(Collected data entries)

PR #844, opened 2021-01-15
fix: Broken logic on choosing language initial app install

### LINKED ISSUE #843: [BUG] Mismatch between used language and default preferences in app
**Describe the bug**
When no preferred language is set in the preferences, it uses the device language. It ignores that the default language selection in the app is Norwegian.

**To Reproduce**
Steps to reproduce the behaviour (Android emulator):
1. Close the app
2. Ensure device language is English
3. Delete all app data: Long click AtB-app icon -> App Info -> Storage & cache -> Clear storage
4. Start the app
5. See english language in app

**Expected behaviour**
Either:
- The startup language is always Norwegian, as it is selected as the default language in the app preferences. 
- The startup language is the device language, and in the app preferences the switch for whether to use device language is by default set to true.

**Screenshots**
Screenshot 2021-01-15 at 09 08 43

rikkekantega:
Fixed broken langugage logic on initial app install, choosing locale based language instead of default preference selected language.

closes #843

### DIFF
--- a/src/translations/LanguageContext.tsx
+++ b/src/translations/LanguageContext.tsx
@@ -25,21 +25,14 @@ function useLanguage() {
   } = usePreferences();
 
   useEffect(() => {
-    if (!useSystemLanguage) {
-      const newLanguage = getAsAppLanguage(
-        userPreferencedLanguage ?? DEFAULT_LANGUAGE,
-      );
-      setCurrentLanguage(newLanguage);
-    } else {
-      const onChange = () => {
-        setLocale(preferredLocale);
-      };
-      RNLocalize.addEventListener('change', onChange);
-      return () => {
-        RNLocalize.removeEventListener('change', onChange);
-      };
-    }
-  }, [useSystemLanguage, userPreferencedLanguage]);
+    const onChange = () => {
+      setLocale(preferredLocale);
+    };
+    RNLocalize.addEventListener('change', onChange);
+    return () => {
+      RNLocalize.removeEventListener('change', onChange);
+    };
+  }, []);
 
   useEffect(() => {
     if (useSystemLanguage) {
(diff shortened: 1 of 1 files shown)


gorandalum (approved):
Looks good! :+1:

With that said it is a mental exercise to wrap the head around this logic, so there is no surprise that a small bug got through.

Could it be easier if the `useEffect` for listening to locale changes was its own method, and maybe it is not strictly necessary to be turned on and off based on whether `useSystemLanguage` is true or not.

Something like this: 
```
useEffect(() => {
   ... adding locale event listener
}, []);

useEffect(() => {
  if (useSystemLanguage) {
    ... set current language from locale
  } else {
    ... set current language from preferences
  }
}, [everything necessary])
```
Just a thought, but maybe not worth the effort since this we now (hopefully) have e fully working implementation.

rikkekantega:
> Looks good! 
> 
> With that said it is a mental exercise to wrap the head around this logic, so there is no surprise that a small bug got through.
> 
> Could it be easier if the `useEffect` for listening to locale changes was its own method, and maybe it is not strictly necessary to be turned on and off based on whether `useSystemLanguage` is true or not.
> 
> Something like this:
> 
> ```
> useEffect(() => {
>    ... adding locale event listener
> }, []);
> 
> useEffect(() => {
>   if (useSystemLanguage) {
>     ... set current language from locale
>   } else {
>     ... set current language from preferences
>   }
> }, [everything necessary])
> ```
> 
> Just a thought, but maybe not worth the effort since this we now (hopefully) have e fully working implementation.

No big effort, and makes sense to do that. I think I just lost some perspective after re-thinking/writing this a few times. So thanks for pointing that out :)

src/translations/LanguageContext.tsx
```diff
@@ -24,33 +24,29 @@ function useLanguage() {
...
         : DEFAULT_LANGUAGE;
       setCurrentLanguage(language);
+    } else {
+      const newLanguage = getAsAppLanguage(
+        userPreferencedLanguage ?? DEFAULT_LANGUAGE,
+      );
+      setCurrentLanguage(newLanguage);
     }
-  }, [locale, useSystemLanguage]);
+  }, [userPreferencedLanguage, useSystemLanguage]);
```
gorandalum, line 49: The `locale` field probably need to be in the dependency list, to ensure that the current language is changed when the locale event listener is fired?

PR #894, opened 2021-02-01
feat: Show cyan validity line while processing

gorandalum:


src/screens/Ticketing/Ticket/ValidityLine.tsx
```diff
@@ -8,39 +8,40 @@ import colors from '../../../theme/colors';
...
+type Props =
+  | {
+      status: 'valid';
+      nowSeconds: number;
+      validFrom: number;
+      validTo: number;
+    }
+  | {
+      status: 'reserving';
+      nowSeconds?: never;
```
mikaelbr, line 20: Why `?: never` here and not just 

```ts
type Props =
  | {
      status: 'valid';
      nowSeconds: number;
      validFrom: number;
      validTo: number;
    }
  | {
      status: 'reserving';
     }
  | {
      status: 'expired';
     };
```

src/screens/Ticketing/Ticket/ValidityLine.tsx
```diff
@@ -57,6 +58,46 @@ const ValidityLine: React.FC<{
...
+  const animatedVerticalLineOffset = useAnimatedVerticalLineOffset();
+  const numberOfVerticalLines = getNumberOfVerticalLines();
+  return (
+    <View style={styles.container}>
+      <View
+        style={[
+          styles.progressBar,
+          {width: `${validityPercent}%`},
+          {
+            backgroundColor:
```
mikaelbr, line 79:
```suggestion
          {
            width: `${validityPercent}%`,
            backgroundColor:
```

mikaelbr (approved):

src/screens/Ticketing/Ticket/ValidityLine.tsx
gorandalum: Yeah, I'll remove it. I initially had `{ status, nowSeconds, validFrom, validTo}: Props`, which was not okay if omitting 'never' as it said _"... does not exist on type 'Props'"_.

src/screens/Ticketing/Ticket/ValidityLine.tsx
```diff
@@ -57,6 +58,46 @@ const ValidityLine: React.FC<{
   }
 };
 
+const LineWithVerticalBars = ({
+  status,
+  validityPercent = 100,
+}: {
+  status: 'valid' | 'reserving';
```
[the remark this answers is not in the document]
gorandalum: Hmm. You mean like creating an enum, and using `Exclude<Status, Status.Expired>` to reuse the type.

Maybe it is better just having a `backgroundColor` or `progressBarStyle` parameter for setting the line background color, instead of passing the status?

==

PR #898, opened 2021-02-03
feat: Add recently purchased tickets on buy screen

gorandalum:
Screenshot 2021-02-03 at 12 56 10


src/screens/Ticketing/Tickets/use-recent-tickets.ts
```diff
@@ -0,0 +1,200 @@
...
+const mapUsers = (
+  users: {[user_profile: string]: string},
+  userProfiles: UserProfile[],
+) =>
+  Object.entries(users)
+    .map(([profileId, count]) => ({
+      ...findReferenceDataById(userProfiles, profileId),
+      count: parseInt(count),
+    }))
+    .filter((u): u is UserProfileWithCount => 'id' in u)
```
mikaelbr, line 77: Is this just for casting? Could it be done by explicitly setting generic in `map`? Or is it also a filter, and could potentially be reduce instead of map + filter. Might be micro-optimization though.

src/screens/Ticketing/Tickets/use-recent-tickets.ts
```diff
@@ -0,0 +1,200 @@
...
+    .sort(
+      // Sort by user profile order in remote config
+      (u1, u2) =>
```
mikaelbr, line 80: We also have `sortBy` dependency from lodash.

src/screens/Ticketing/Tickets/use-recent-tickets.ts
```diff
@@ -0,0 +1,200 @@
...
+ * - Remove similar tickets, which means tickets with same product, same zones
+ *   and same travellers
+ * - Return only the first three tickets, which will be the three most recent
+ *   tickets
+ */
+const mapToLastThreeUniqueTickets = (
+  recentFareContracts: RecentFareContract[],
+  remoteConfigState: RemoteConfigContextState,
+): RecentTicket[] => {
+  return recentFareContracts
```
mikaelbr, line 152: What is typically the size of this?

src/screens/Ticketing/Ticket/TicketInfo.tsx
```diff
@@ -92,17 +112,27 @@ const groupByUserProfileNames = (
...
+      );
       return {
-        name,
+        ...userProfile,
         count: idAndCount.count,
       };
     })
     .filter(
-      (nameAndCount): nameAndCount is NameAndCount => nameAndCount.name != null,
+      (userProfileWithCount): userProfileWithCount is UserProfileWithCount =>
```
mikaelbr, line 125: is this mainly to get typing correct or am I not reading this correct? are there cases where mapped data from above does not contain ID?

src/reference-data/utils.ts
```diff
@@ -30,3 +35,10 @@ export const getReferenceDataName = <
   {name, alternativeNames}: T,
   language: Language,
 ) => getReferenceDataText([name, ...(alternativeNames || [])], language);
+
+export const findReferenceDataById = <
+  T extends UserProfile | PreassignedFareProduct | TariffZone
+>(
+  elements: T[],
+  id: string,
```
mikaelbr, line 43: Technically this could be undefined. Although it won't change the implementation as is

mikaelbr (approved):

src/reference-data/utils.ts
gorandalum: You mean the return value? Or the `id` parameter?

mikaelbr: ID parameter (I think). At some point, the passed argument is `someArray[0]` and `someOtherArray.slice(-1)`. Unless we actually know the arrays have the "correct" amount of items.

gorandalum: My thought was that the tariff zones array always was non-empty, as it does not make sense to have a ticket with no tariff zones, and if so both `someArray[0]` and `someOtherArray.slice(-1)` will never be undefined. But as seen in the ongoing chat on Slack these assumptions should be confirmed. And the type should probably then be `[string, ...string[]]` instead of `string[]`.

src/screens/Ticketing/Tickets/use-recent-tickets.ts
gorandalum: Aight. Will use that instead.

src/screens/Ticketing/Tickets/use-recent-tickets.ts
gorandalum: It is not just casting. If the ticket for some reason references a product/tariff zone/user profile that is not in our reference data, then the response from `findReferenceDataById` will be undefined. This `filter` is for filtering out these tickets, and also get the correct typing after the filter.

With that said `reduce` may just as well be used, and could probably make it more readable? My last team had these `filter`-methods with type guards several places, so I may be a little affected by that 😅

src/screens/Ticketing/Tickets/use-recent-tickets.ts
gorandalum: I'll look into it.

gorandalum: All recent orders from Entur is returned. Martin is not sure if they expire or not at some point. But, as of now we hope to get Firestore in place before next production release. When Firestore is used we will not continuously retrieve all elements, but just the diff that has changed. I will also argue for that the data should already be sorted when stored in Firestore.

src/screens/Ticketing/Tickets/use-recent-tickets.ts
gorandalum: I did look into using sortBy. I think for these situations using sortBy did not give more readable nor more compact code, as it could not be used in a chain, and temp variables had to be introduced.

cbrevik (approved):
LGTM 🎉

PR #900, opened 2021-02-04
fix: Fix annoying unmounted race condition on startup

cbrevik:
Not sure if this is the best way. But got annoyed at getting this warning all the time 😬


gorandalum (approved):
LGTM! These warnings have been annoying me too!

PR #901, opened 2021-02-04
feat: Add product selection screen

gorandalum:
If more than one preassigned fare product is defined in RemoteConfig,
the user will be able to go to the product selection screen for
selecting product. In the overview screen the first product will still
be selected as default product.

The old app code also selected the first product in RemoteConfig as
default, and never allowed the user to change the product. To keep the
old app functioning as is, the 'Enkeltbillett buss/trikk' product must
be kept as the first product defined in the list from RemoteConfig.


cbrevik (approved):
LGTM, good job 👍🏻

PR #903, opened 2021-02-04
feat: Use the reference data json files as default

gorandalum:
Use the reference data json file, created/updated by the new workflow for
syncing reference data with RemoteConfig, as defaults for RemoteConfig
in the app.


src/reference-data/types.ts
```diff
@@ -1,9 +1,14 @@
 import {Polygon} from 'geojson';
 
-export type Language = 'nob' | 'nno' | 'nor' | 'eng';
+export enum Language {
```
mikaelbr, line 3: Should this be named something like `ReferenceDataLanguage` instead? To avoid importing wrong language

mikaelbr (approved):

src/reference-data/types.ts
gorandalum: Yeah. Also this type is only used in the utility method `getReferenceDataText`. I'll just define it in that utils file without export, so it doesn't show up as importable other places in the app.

==

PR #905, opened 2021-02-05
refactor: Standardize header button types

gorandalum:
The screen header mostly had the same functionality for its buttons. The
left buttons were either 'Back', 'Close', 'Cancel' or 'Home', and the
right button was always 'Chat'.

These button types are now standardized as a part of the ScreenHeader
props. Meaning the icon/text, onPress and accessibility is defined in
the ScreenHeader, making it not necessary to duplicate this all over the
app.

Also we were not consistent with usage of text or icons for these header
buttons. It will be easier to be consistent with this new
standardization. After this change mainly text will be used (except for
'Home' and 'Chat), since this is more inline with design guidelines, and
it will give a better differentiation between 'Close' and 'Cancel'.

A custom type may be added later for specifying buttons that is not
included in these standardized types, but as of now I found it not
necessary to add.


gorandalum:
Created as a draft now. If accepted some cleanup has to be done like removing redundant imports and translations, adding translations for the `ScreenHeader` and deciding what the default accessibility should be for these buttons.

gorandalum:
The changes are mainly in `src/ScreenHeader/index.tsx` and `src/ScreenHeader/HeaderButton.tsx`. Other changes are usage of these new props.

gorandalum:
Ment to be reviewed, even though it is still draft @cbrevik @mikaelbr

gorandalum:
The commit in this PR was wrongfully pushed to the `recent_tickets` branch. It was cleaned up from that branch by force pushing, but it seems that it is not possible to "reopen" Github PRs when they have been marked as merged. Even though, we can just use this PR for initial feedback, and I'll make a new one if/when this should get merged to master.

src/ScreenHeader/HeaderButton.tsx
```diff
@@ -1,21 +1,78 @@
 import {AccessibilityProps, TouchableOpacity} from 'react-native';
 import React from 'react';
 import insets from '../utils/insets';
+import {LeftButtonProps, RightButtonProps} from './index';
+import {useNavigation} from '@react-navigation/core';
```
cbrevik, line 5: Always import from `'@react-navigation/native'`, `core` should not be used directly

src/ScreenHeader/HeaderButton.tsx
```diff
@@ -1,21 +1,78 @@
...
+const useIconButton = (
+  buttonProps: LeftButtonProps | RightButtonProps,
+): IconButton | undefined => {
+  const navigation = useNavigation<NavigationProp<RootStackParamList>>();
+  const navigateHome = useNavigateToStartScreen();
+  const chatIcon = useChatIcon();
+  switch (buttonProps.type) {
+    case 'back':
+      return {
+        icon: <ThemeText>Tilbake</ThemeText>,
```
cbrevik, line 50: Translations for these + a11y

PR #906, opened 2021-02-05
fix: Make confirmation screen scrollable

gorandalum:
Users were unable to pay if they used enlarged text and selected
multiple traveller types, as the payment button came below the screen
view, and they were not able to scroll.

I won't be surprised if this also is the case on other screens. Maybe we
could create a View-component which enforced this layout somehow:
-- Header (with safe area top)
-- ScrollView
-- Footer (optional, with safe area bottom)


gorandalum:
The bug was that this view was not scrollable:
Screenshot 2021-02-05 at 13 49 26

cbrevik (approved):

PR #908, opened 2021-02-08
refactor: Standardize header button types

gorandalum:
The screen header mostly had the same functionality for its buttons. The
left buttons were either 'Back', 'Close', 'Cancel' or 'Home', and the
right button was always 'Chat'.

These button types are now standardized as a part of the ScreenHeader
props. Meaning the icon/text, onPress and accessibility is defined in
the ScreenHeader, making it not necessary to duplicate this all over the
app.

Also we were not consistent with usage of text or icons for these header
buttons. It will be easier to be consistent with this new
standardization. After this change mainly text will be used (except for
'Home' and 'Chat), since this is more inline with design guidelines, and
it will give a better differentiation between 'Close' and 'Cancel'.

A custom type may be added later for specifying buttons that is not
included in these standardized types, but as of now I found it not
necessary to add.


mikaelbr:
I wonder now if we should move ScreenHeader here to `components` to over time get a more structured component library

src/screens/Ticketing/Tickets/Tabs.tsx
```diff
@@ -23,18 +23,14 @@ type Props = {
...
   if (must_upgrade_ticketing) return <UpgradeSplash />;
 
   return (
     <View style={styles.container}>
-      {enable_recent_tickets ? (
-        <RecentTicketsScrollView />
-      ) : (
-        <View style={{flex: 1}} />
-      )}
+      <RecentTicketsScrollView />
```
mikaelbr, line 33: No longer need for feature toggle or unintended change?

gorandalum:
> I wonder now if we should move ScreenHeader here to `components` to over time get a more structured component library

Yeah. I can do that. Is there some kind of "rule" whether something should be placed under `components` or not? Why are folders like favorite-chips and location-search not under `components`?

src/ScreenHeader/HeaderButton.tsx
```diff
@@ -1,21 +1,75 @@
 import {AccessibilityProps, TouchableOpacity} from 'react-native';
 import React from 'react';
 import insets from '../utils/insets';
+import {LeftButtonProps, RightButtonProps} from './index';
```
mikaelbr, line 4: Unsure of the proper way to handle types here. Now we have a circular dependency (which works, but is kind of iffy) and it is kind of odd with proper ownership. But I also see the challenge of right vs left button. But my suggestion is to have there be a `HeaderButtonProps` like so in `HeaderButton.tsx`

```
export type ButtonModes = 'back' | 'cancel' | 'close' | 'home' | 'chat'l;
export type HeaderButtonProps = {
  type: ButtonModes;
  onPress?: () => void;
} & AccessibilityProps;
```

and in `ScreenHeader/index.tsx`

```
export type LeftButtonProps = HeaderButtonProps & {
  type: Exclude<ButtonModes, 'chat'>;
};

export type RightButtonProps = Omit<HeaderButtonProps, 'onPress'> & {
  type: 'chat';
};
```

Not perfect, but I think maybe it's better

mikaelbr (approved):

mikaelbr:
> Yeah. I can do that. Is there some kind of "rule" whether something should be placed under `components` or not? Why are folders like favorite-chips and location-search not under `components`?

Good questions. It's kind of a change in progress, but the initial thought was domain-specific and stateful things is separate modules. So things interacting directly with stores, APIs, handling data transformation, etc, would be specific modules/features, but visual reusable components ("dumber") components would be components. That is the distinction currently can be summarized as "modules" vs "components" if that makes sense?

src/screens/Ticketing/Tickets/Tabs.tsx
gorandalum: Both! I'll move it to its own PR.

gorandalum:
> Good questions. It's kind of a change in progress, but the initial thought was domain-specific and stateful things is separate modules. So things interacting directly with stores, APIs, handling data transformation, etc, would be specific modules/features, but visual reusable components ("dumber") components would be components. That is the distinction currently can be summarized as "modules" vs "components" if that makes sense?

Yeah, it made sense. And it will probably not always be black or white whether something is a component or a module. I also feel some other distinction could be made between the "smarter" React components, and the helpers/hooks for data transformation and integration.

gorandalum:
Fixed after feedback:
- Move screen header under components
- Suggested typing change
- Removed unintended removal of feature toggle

** PROBLEM DESCRIPTION **
Transcribe, exactly and without additions, the lines of the records above, beginning with the line that contains "LGTM! These warnings" and ending with the line that contains "the user will", both included.

** RESULT FOR THIS EXERCISE **
LGTM! These warnings have been annoying me too!

PR #901, opened 2021-02-04
feat: Add product selection screen

gorandalum:
If more than one preassigned fare product is defined in RemoteConfig,
the user will be able to go to the product selection screen for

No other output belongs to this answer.